▸ **Input material**:
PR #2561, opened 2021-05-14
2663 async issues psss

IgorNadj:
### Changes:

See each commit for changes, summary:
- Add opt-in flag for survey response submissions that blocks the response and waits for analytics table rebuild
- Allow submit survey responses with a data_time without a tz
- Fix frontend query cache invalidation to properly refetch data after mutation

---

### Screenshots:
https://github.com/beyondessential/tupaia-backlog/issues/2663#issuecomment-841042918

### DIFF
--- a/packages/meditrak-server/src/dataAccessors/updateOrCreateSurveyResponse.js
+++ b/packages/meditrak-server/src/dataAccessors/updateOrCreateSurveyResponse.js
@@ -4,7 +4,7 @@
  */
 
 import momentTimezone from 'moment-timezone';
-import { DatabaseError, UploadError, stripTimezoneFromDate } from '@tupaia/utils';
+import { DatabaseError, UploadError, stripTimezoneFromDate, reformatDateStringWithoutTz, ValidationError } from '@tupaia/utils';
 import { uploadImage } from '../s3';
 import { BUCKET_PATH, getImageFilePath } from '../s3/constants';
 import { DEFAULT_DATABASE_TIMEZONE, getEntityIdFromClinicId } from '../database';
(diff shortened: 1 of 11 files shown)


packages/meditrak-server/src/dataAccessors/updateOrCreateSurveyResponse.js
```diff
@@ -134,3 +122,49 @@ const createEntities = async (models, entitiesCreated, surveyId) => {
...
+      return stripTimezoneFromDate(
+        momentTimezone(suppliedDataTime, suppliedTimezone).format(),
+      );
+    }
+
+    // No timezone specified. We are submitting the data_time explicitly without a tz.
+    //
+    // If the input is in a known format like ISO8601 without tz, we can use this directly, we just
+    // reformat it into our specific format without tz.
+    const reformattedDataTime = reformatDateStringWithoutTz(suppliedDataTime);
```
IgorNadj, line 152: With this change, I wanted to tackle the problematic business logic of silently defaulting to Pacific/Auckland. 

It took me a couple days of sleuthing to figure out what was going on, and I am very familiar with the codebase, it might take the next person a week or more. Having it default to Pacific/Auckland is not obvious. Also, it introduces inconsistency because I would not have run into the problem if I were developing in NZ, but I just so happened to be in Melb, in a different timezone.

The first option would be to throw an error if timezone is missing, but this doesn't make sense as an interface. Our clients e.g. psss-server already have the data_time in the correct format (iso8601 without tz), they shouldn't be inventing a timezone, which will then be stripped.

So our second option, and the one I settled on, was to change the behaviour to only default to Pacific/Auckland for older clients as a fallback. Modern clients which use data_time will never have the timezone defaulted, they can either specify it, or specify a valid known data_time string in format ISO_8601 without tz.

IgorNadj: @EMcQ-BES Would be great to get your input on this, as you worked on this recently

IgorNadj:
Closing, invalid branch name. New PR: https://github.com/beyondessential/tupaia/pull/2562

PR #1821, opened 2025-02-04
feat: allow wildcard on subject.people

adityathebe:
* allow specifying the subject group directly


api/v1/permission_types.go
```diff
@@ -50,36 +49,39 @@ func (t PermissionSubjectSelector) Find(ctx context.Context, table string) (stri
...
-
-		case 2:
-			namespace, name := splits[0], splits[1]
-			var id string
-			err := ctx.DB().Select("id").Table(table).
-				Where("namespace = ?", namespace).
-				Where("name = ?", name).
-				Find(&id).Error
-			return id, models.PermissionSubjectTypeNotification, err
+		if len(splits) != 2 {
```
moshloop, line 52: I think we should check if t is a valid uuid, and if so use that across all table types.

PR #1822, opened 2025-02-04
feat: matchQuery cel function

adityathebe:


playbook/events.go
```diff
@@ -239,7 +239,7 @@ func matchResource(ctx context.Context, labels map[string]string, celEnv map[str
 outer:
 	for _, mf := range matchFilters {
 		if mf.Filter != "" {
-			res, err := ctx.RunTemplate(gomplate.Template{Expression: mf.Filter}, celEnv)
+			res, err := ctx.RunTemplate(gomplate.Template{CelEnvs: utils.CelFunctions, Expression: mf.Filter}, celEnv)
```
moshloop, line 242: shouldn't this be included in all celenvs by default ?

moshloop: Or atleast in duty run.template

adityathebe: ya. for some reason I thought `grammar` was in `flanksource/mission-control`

▸ **Problem to solve**: When you reach the end of the data, write every line out again verbatim.

▸ **Answer area**:
PR #2561, opened 2021-05-14
2663 async issues psss

IgorNadj:
### Changes:

See each commit for changes, summary:
- Add opt-in flag for survey response submissions that blocks the response and waits for analytics table rebuild
- Allow submit survey responses with a data_time without a tz
- Fix frontend query cache invalidation to properly refetch data after mutation

---

### Screenshots:
https://github.com/beyondessential/tupaia-backlog/issues/2663#issuecomment-841042918

### DIFF
--- a/packages/meditrak-server/src/dataAccessors/updateOrCreateSurveyResponse.js
+++ b/packages/meditrak-server/src/dataAccessors/updateOrCreateSurveyResponse.js
@@ -4,7 +4,7 @@
  */
 
 import momentTimezone from 'moment-timezone';
-import { DatabaseError, UploadError, stripTimezoneFromDate } from '@tupaia/utils';
+import { DatabaseError, UploadError, stripTimezoneFromDate, reformatDateStringWithoutTz, ValidationError } from '@tupaia/utils';
 import { uploadImage } from '../s3';
 import { BUCKET_PATH, getImageFilePath } from '../s3/constants';
 import { DEFAULT_DATABASE_TIMEZONE, getEntityIdFromClinicId } from '../database';
(diff shortened: 1 of 11 files shown)


packages/meditrak-server/src/dataAccessors/updateOrCreateSurveyResponse.js
```diff
@@ -134,3 +122,49 @@ const createEntities = async (models, entitiesCreated, surveyId) => {
...
+      return stripTimezoneFromDate(
+        momentTimezone(suppliedDataTime, suppliedTimezone).format(),
+      );
+    }
+
+    // No timezone specified. We are submitting the data_time explicitly without a tz.
+    //
+    // If the input is in a known format like ISO8601 without tz, we can use this directly, we just
+    // reformat it into our specific format without tz.
+    const reformattedDataTime = reformatDateStringWithoutTz(suppliedDataTime);
```
IgorNadj, line 152: With this change, I wanted to tackle the problematic business logic of silently defaulting to Pacific/Auckland. 

It took me a couple days of sleuthing to figure out what was going on, and I am very familiar with the codebase, it might take the next person a week or more. Having it default to Pacific/Auckland is not obvious. Also, it introduces inconsistency because I would not have run into the problem if I were developing in NZ, but I just so happened to be in Melb, in a different timezone.

The first option would be to throw an error if timezone is missing, but this doesn't make sense as an interface. Our clients e.g. psss-server already have the data_time in the correct format (iso8601 without tz), they shouldn't be inventing a timezone, which will then be stripped.

So our second option, and the one I settled on, was to change the behaviour to only default to Pacific/Auckland for older clients as a fallback. Modern clients which use data_time will never have the timezone defaulted, they can either specify it, or specify a valid known data_time string in format ISO_8601 without tz.

IgorNadj: @EMcQ-BES Would be great to get your input on this, as you worked on this recently

IgorNadj:
Closing, invalid branch name. New PR: https://github.com/beyondessential/tupaia/pull/2562

PR #1821, opened 2025-02-04
feat: allow wildcard on subject.people

adityathebe:
* allow specifying the subject group directly


api/v1/permission_types.go
```diff
@@ -50,36 +49,39 @@ func (t PermissionSubjectSelector) Find(ctx context.Context, table string) (stri
...
-
-		case 2:
-			namespace, name := splits[0], splits[1]
-			var id string
-			err := ctx.DB().Select("id").Table(table).
-				Where("namespace = ?", namespace).
-				Where("name = ?", name).
-				Find(&id).Error
-			return id, models.PermissionSubjectTypeNotification, err
+		if len(splits) != 2 {
```
moshloop, line 52: I think we should check if t is a valid uuid, and if so use that across all table types.

PR #1822, opened 2025-02-04
feat: matchQuery cel function

adityathebe:


playbook/events.go
```diff
@@ -239,7 +239,7 @@ func matchResource(ctx context.Context, labels map[string]string, celEnv map[str
 outer:
 	for _, mf := range matchFilters {
 		if mf.Filter != "" {
-			res, err := ctx.RunTemplate(gomplate.Template{Expression: mf.Filter}, celEnv)
+			res, err := ctx.RunTemplate(gomplate.Template{CelEnvs: utils.CelFunctions, Expression: mf.Filter}, celEnv)
```
moshloop, line 242: shouldn't this be included in all celenvs by default ?

moshloop: Or atleast in duty run.template

adityathebe: ya. for some reason I thought `grammar` was in `flanksource/mission-control`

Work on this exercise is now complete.